To take a peek under the hood, I learned how to visualize CNN filters and created these maps.
The first row is for our reference, showing the current game state and the action taken. The next row contains the observation provided by the environment. Notice how the white agent sees it as it is, while the black agent sees the board inverted. That way, both agents try to make “white” win, but their definitions of white are opposite. Also, each observation contains the past 3 moves along with the current state.
The remaining rows contain the feature maps from each move. The first four rows are from the first convolutional layer, the next eight from the second and the last rows from the third one.
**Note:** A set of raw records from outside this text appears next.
PR #2994, opened 2017-05-23
Bug/2817 breakpoints nightly won't delete breakpoints

codehag:
Associated Issue: #2817 

### Summary of Changes

* updated pending breakpoint tests to use jest instead of expectjs
* made initialState for breakpoints be the initialState for the update function in the breakpoints reducer, rather than using a stale copy from when the file was initialized
* wrote tests for the bug
* fixed bug

### Test Plan

This feature is unit / integration tested

Example test plan:

- [x] open panel
- [x] set a break point
- [x] disable breakpoint
- [x] reload panel

set breakpoint:

screen shot 2017-05-23 at 6 34 13 pm

disable breakpoint:

screen shot 2017-05-23 at 6 34 35 pm

reload debugger:

screen shot 2017-05-23 at 6 34 26 pm

### DIFF
--- a/src/actions/breakpoints.js
+++ b/src/actions/breakpoints.js
@@ -64,11 +64,12 @@ async function addClientBreakpoint(state, client, sourceMaps, breakpoint) {
 }
 
 /**
- * Enabling a breakpoint calls {@link addBreakpoint}
+ * Enabling a breakpoint calls
  * which will reuse the existing breakpoint information that is stored.
  *
  * @memberof actions/breakpoints
  * @static
+ * @param {Location} $1.location Location  value
  */
 export function enableBreakpoint(location: Location) {
   return ({ dispatch, getState, client, sourceMaps }: ThunkArgs) => {
@@ -95,11 +96,7 @@ export function enableBreakpoint(location: Location) {
  */
 export function addBreakpoint(
   location: Location,
-  {
-    condition = null,
-    disabled = false,
-    getTextForLine
-  }: addBreakpointOptions = {}
+  { condition, disabled = false, getTextForLine }: addBreakpointOptions = {}
 ) {
   return ({ dispatch, getState, client, sourceMaps }: ThunkArgs) => {
     if (_breakpointExists(getState(), location)) {
@@ -125,7 +122,26 @@ export function addBreakpoint(
  * @static
  */
 export function disableBreakpoint(location: Location) {
-  return _removeOrDisableBreakpoint(location, true);
+  return ({ dispatch, getState, client }: ThunkArgs) => {
+    let bp = getBreakpoint(getState(), location);
+    if (!bp) {
+      throw new Error("attempt to disable a breakpoint that does not exist");
+    }
+    if (bp.loading) {
+      // TODO(jwl): make this wait until the breakpoint is saved if it
+      // is still loading
+      throw new Error("attempt to disable unsaved breakpoint");
+    }
+
+    const action = {
+      type: "DISABLE_BREAKPOINT",
+      breakpoint: bp,
+      disabled: true,
+      [PROMISE]: client.removeBreakpoint(bp.id)
+    };
+
+    return dispatch(action);
+  };
 }
 
 /**
@@ -135,10 +151,6 @@ export function disableBreakpoint(location: Location) {
  * @static
  */
 export function removeBreakpoint(location: Location) {
-  return _removeOrDisableBreakpoint(location);
-}
-
-function _removeOrDisableBreakpoint(location, isDisabled = false) {
   return ({ dispatch, getState, client }: ThunkArgs) => {
     let bp = getBreakpoint(getState(), location);
     if (!bp) {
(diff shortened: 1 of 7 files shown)


src/actions/tests/pending-breakpoints.js
```diff
@@ -31,19 +23,29 @@ import {
...
+  makePendingLocationId,
+  makeLocationId
+} from "../../reducers/breakpoints";
 
 describe("when adding breakpoints", () => {
+  const mockedPendingBreakpoint = mockPendingBreakpoint();
+
+  beforeEach(() => {
+    const id = makePendingLocationId(mockedPendingBreakpoint.location);
+    prefs.pendingBreakpoints = { [id]: mockedPendingBreakpoint };
```
jasonLaster: 👍

codehag:
So, I have a solution but it is imperfect:

I am not setting the breakpoint's initial state in the addBreakpoint reducer. Instead, (as you can see here: https://github.com/codehag/debugger.html/blob/b67525b5be007f077253f471e97ea030564a71d6/src/actions/sources.js#L66) after the breakpoint is added, I check if it should be disabled, and fire the action to disable it.

This solution is imperfect because the breakpoint blinks on, and then off if it is loaded.

I think that a full solution would require refactoring the `addBreakpoint` reducer so that enabling a break point does not rely on it. I've narrowed down the new bug of skipping breakpoints being a result of that. I suspect that the call to the server returns a slid location because the server expects a different breakpoint, and adding a breakpoint to a disabled breakpoint doesn't make sense to it. maybe. 

I decided that since it took so much time to get to this point, to stop here and get some feedback. Let me know what you think @jasonLaster (and anyone else interested)

src/actions/sources.js
```diff
@@ -13,8 +13,8 @@ import defer from "../utils/defer";
 import { PROMISE } from "../utils/redux/middleware/promise";
 import assert from "../utils/assert";
 import { updateFrameLocations } from "../utils/pause";
-import { addBreakpoint } from "./breakpoints";
-import { isEnabled } from "devtools-config";
+import { addBreakpoint, disableBreakpoint } from "./breakpoints";
+// import { isEnabled } from "devtools-config";
```
wldcordeiro: Some leftover comments here and on [line 69?](https://github.com/devtools-html/debugger.html/pull/2994/files#diff-695f8e845eb7e7930a1b665650866b59R69)

src/actions/breakpoints.js
```diff
@@ -15,15 +15,53 @@ import { getBreakpoint, getBreakpoints, getSource } from "../selectors";
...
+  }
+
+  const source = getSource(state, breakpoint.location.sourceId);
+  return await sourceMaps.getGeneratedLocation(
+    breakpoint.location,
+    source.toJS()
+  );
+}
+
+async function addClientBreakpoint(state, client, sourceMaps, breakpoint) {
```
codehag: move to `client/utils`

jasonLaster: lets move this to `client/shared/addCleintBreakpoint.js`

src/actions/breakpoints.js
```diff
@@ -15,15 +15,53 @@ import { getBreakpoint, getBreakpoints, getSource } from "../selectors";
 import type { ThunkArgs } from "./types";
 import type { Location } from "../types";
 
-type addBreakpointOptions = { condition: string, getTextForLine?: () => any };
+type addBreakpointOptions = {
+  condition: string,
+  disabled?: boolean,
+  getTextForLine?: () => any
```
jasonLaster: lets kill `getTextForLine`

src/actions/breakpoints.js
```diff
@@ -15,30 +15,80 @@ import { getBreakpoint, getBreakpoints, getSource } from "../selectors";
...
   return currentBp && !currentBp.disabled;
 }
 
-function _getOrCreateBreakpoint(state, location, condition) {
-  return getBreakpoint(state, location) || { location, condition, text: "" };
+function _createBreakpoint(location: Location, opts: Object = {}) {
+  return Object.assign({}, { location }, opts);
+}
+
+async function _getSourceLocation(state, sourceMaps, breakpoint, location) {
```
jasonLaster: Hmm, what if we changed this to be `_getGeneratedLocation(sourceMaps, breakpoint, source)`

* we change `_getSourceLocation` to `_getGeneratedLocation` to be more clear
* we pass in source instead of state
* we get location from `bp` because passing in location separately is confusing

jasonLaster:
lets also update this test: https://gist.github.com/7d939ba52564890bc6533fa5e55a409d

which you can run here: http://localhost:8000/integration/

src/reducers/breakpoints.js
```diff
@@ -24,13 +24,15 @@ export type BreakpointsState = {
...
 };
 
-export const State = makeRecord(
-  ({
-    breakpoints: I.Map(),
-    pendingBreakpoints: restorePendingBreakpoints(),
-    breakpointsDisabled: false
-  }: BreakpointsState)
-);
+export function initialState() {
```
jasonLaster: can we clean this up:

```js
function initialState(): BreakpointsState {
}

```

src/reducers/breakpoints.js
```diff
@@ -171,17 +203,15 @@ function deleteBreakpoint(state, id, pendingId) {
     .deleteIn(["pendingBreakpoints", pendingId]);
 }
 
-function removeOrDisableBreakpoint(state, action) {
+function removeBreakpoint(state, action) {
```
bomsy: nice!

src/reducers/breakpoints.js
codehag: Hmm I tried this, but it introduced a few problems. do you mean that the makeRecord should be moved out?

Generally, as we progress into deeper layers of the network, we lose the ability to interpret what each map really represents.
Sub-Quest: What’s wrong?
The predominantly empty maps, especially in the deeper layers, leads me to believe that the network was either too complicated for this problem (unlikely) or simply hadn’t been trained for long enough (likely). However, because the network’s win-rate against the random agent was decreasing even though its performance against the champion remained stable, it’s also possible that it was overfitting to the champion, forgetting how to play against a random agent.
Future Quests
First, I want to continue training the Othello network as it is for maybe a week, just to see if its performance (or lack of) was because of insufficient training. Also, I’d like to see how it would perform if the training was against a random agent, rather than a champion.